Et puis il y a la question du contrôle du changement. Si Metropolis Central décidait d’améliorer ses machines à horloges de manière que, de temps en temps, un petit message apparaisse disant « éloignez-vous » suivi par le grésillement électrique des aiguilles de l’horloge, alors il ne fait aucun doute dans l’esprit de ses ingénieurs que les opérateurs de l’horloge comprendront assez rapidement ce qu’ils doivent faire. Les bots, cependant, seront sans cesse électrocutés.

Ce dernier problème est celui de l’Étendue. Un pauvre bot RPA ne saura pas quoi faire quand il se passera quelque chose en dehors des données saisies et des données de sortie dont il a été informé, même une fois qu’il aura dépassé le problème de la Couverture. Il ne peut pas lire le message « éloignez-vous » s’il ne l’a jamais rencontré auparavant, ce qui sera certainement le cas si le message n’a pas pu se produire lors de la formation du bot car Metropolis Central a ensuite modifié le fonctionnement des machines à horloges sans se préoccuper d’informer les vendeurs de bots RPA.

La seule façon de résoudre ces problèmes est de programmer les bots en utilisant une sorte de langage de script ou de programmation (et une spécification appropriée de contrôle des changements de Metropolis Central). Mais une fois que vous avez commencé à le faire, vous ne pouvez plus les appeler « bots RPA », car vous n’avez plus cette simplicité de bot RPA qui était la raison pour laquelle vous avez commencé à les utiliser en premier lieu.

La programmation nécessite l’analyse, la conception, le codage, les tests, la gestion, la planification du projet, la maintenance, des programmeurs récalcitrants, des logiciels bogués, des délais dépassés et tous ces autres petits problèmes auxquels vous avez tenté d’échapper en déployant vos bots RPA. Les bots RPA qui sont scriptés ne sont que des programmes prétendant être quelque chose qu’ils ne sont pas.

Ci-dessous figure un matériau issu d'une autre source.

PR #193, opened 2022-11-22
read the shebang and magically hydrate deps

mxcl:


mxcl:
k, just realized that we should also support `#!/usr/bin/env foo`

mxcl:
Other considerations:

```sh
$ curl -O https://gist.githubusercontent.com/i0bj/2b3afbe07a44179250474b5f36e7bd9b/raw/colors.go
$ mv colors.go colors

$ tea ./colors
tea: installed: ~/.tea/go.dev/v1.19.2
error: permission denied (os error 13)
```

Because we just ask `sh` to do it this happens. Is this *correct*? Should we require the user to make the script executable first?

jonchang:
I think it should work without marking it executable. What we're trying to replicate here, I think, is when you have some script and you want to call it like `bash myscript` (instead of `./myscript`, which _will_ read the shebang)

I tried this diff and it seems to work:

```diff
diff --git a/src/app.exec.ts b/src/app.exec.ts
index 657b86a..696d84d 100644
--- a/src/app.exec.ts
+++ b/src/app.exec.ts
@@ -126,11 +126,12 @@ async function exec(ass: RV1, pkgs: PackageSpecification[], opts: {env: boolean}
     if (yaml) pkgs.push(...yaml.pkgs)
 
     if (magic) {
-      const found = await async_flatmap(extract_shebang(ass.path), which)
+      const shebang = await extract_shebang(ass.path)
+      const found = await async_flatmap(shebang, which)
 
       if (found) {
         pkgs.unshift(found)
-        cmd.unshift("/bin/sh")  // `run` is rudimentary so you gotta give it da `sh`
+        cmd.unshift(shebang)
       } else {
         const unshift = (project: string, ...new_args: string[]) => {
           if (!yaml?.pkgs.length) {
```

but I don't think it properly handles e.g. switches in the shebang. In any case I think it makes more sense to try to exec the script instead of shelling out to `/bin/sh`.

src/app.exec.ts
```diff
@@ -50,10 +50,12 @@ export default async function(opts: Args) {
 async function refine(ass: RV2): Promise<RV1> {
   const { magic } = useFlags()
 
+  console.log({ ass })
```
jhheider, line 53: Don't forget in final merge.

src/app.exec.ts
```diff
@@ -119,33 +121,45 @@ async function exec(ass: RV1, pkgs: PackageSpecification[], opts: {env: boolean}
...
-        case ".rb": unshift("ruby-lang.org", "ruby"); break
-      }
     }
 
     const { env } = await install(pkgs)
 
     supp(env, blueprint)
     if (yaml?.env) Object.assign(env, yaml.env)  // explicit YAML-FM env takes precedence
 
+    console.log({ cmd, env})
```
jhheider, line 161: And this one.

src/app.exec.ts
```diff
@@ -166,6 +180,43 @@ async function exec(ass: RV1, pkgs: PackageSpecification[], opts: {env: boolean}
 
 ////
 
+import {readLines} from "deno/io/buffer.ts"
+
+async function extract_shebang(path: Path) {
+  const f = await Deno.open(path.string, { read: true })
+  const line = (await readLines(f).next()).value
+  const shebang = line.match(/^\s*#!(\S+)$/)?.[1]
```
jhheider, line 188: This might be overly accepting. I bet a lot of tools don't accept leading spaces. but that shouldn't break anything.

This looks like it won't handle /usr/bin/env ruby, for example. That's probably ok, but just noting it.

src/app.exec.ts
```diff
@@ -166,6 +180,43 @@ async function exec(ass: RV1, pkgs: PackageSpecification[], opts: {env: boolean}
...
+    return { project: 'python.org', constraint: new semver.Range("3") }
+  }
+
+  const pantry = usePantry()
+  let found: { project: string } | undefined
+
+  for await (const entry of pantry.ls()) {
+    if (found) break
+    pantry.getProvides(entry).then(provides => {
+      if (!found && provides.includes(arg0)) {
```
jhheider, line 209: If we strip the bin/ prefix, should we drop that in the pantry?

src/utils/error.ts
```diff
@@ -51,7 +51,8 @@ export default class TeaError extends Error {
 
         open a pull-request to add it to the pantry:
 
-            https://github.com/teaxyz/pantry.extra
+            https://github.com/teaxyz/pantry.zero#contributing
```
jhheider, line 54: Might want to modify line 52 to include `. see` before the colon, so we don't get new package PRs to pantry.zero.

jhheider (approved):
Looks good and appropriate.

jhheider:
> Because we just ask `sh` to do it this happens. Is this _correct_? Should we require the user to make the script executable first?

I think the answer is no. However, `sh ./foo` works regardless of execute (but obviously not read) perms.

src/app.exec.ts
mxcl: I added `env` support.

I am accepting leading spaces because (amazingly) I discovered most interpreters also do this.

src/app.exec.ts
mxcl: maybe. I added it to pantry so in future we *could* eg. provide other UNIX dirs eg. `share/scripts/foo` might well be something, or ofc `sbin/foo`

mxcl:
Thanks both, good review. I'll make it so it doesn’t need to have the executable bit set.

One remaining thing that I don’t know about is how “shebangs” work exactly. Because eg. `deno` will run a script without `run` being specified, but only when running as a shebang. There must be something set in the environment be `sh` that allows `deno` (et al) to know this.

This only affects our ability to run scripts without special casing eg. `deno` (and we're moving that info to the pantry anyway, so maybe it doesn't matter).

mxcl:
Needs tests, but so does *everything*. We need this to fix a few one-liners we specify as demos so will merge.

Si le problème que vous souhaitez résoudre nécessite de la programmation, il suffit de serrer les dents et de l’écrire, ou de demander à quelqu’un d’autre de l’écrire. Utilisez des bots RPA programmables si vous le souhaitez, mais acceptez toute la douleur que la programmation entraîne. Si vous pensez pouvoir vous passer de tout cela avec la RPA, assurez-vous à deux ou trois reprises que vous essayez vraiment d’automatiser un processus robotique avant de vous lancer.

Les véritables bots RPA, c’est-à-dire ceux qui ne sont pas programmés, ne peuvent apporter une solution qu’aux problèmes les plus simples. Malheureusement, les lois des vœux pieux semblent suggérer que si vous pensez avoir un problème simple et bon marché, vous vous convaincrez qu’il vous suffit d’une solution simple et bon marché, et ne réaliserez que vous avez fait une erreur coûteuse que lorsque vous aurez déployé vos bots RPA sur le terrain.

À propos, nous ne faisons pas de RPA à CloudTrade. Nos problèmes ne sont pas d’ordre robotique. Nous programmons.